De manière générale, les employés et gérants de magasin rencontrés nous ont dit avoir très peu d’invendus et quasiment aucune destruction. Leur objectif étant de vendre à tout prix afin de se faire une marge, même minime, tous pratiquent les prix cassés. à Cash converter, tout finit par partir, même la vieille console has-been, du moment que le prix soit bas. Seuls les livres et DVD finissent parfois par aller au rebut, direction déchetterie. à Décathlon, King Jouet, Darty, même discours ; on casse les prix, on ressort d’anciens invendus lors des soldes, et tout finit par se vendre.
Aucune destruction à Casa Tulle non plus, chez qui par contre les gérants n’ont aucune marge décisionnelle quant aux réductions à opérer sur les prix. Si ça ne se vend pas, on stocke et on ressort l’année suivante, pour les soldes ; sauf que les réductions opérées sont tellement minimes que le magasin vend de moins en moins et les stocks augmentent. Mais pas l’espace de stockage, avec des piles d’invendus qui s’accumulent dangereusement et dépriment les employés.
Pour les vêtements, c’est un peu différent : à H§M, du pareil au même, ou encore la Halle aux vêtements où les vendeuses font repartir les stocks d’invendus vers la maison mère, sans savoir ce qu’ils deviennent. Et la Trousse n’a pas les moyens humains d’aller enquêter auprès de ces grandes enseignes.

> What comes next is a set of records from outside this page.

Issue #10703, opened 2025-06-04
mockCall could lead to issues


lemunozm:
### Component

Forge

### Have you ensured that all of these are up to date?

- [x] Foundry
- [x] Foundryup

### What version of Foundry are you on?

forge Version: 1.2.2-nightly

### What version of Foundryup are you on?

forge Version: 1.2.2-nightly

### What command(s) is the bug in?

forge test

### Operating System

macOS (Apple Silicon)

### Describe the bug

If I do the following, it will revert:

```solidity
// SPDX-License-Identifier: BUSL-1.1
pragma solidity 0.8.28;

import "forge-std/Test.sol";

interface IExample {
    function foo(uint a) external;
}

contract MyTest is Test {
    function testFoo() public {
        IExample(address(1)).foo(42);
    }
}
```
because `address(1)` is not a contract.

Nevertheless, if I use `mockCall` like this:

```solidity
// SPDX-License-Identifier: BUSL-1.1
pragma solidity 0.8.28;

import "forge-std/Test.sol";

interface IExample {
    function foo(uint a) external;
}

contract MyTest is Test {
    function testFoo() public {
        vm.mockCall(address(1), "randomvalue", abi.encode());
        IExample(address(1)).foo(42);
    }
}
```

it will pass because it transforms `address(1)` to be a contract address, and calling any unknown method on it will not fail (EVM...).

This behavior is pretty obscure and makes tests pass when they shouldn't. I guess `mockCall` sets some contract under the hood; I think it must revert if `fallback()` is reached.

lemunozm:
Actually, this also reverts:

```solidity
// SPDX-License-Identifier: BUSL-1.1
pragma solidity 0.8.28;

import "forge-std/Test.sol";

interface IExample {
    function foo(uint a) external;
}

contract MyContract { }

contract MyTest is Test {
    function testFoo() public {
        IExample(address(new MyContract())).foo(42);
    }
}
```

So my real question is, why, if I use `mockCall()` on an address that is not a contract, the call passes, when it shouldn't?

grandizzy:
hey @lemunozm thanks for report! the reason why this happens is that we're etching a single byte onto the account in order to circumvent the `extcodesize`  check Solidity might perform, see below

https://github.com/foundry-rs/foundry/blob/dc43e2c1ab70ec111d3272572e1732008f973a06/crates/cheatcodes/src/evm/mock.rs#L211-L223

[...]

PR #11443, opened 2025-08-27
fix(cheatcodes): use make_acc_non_empty in mockCalls_1Call for consistency

aganisgash:
All other mock functions use `make_acc_non_empty` to etch a single byte onto empty accounts, which prevents Solidity's `extcodesize` check from failing when mocking calls to addresses without existing bytecode.

Makes `mockCalls_1Call` consistent with the other mock cheatcodes and ensures mocked calls work correctly in all scenarios.

### DIFF
--- a/crates/cheatcodes/src/evm/mock.rs
+++ b/crates/cheatcodes/src/evm/mock.rs
@@ -111,7 +111,7 @@ impl Cheatcode for mockCalls_0Call {
 impl Cheatcode for mockCalls_1Call {
     fn apply_stateful(&self, ccx: &mut CheatsCtxt) -> Result {
         let Self { callee, msgValue, data, returnData } = self;
-        ccx.ecx.journaled_state.load_account(*callee)?;
+        let _ = make_acc_non_empty(callee, ccx)?;
         mock_calls(ccx.state, callee, data, Some(msgValue), returnData, InstructionResult::Return);
         Ok(Default::default())
     }


crates/cheatcodes/src/evm/mock.rs
```diff
@@ -111,7 +111,7 @@ impl Cheatcode for mockCalls_0Call {
 impl Cheatcode for mockCalls_1Call {
     fn apply_stateful(&self, ccx: &mut CheatsCtxt) -> Result {
         let Self { callee, msgValue, data, returnData } = self;
-        ccx.ecx.journaled_state.load_account(*callee)?;
+        let _ = make_acc_non_empty(callee, ccx)?;
```
zerosnacks, line 116:
```suggestion
        let _ = make_acc_non_empty(callee, ccx)?;

```

zerosnacks:
This makes sense to me, I am not sure why this was treated as a special case

For context:

https://github.com/foundry-rs/foundry/blob/6e6341b8f6518f00b64c439714c91e14db2955cf/crates/cheatcodes/src/evm/mock.rs#L211-L223

aganisgash:
> This makes sense to me, I am not sure why this was treated as a special case
> 
> For context:
> 
> https://github.com/foundry-rs/foundry/blob/6e6341b8f6518f00b64c439714c91e14db2955cf/crates/cheatcodes/src/evm/mock.rs#L211-L223

Maybe just a copy-paste oversight. All the other mock functions follow the same pattern with `make_acc_non_empty`, so this one likely got missed when the code was initially written.

grandizzy:
I think we want a sig to bypass that at some point but subject to discussion https://github.com/foundry-rs/foundry/issues/10703#issuecomment-2944263238

grandizzy:
I think that's fine but could be breaking change for some projects assuming that will revert

zerosnacks:
Hi @aganisgash would you mind also making this change for `mockCall_1Call` and `mockCall_3Call`?

https://github.com/foundry-rs/foundry/blob/92f1c6462c40e8f0657b70c8a0af90ca688d8c5f/crates/cheatcodes/src/evm/mock.rs#L62

https://github.com/foundry-rs/foundry/blob/92f1c6462c40e8f0657b70c8a0af90ca688d8c5f/crates/cheatcodes/src/evm/mock.rs#L88

This aligns the behavior for all `mockCall*`

aganisgash:
@zerosnacks Sure, all fixed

Lors de notre road movie poubellistique de 2016, nous avions constaté que le compostage des invendus indiqué par la loi n’était pas appliqué, les containers dévoilant des kilos de produits périmés encore dans leurs emballages. Or il n’y avait personne pour taper sur les doigts des directeurs de supermarchés. Il semble probable qu’il n’y ait pas plus d’émissaire mandaté par l’état cette fois-ci pour vérifier la bonne application de la nouvelle loi.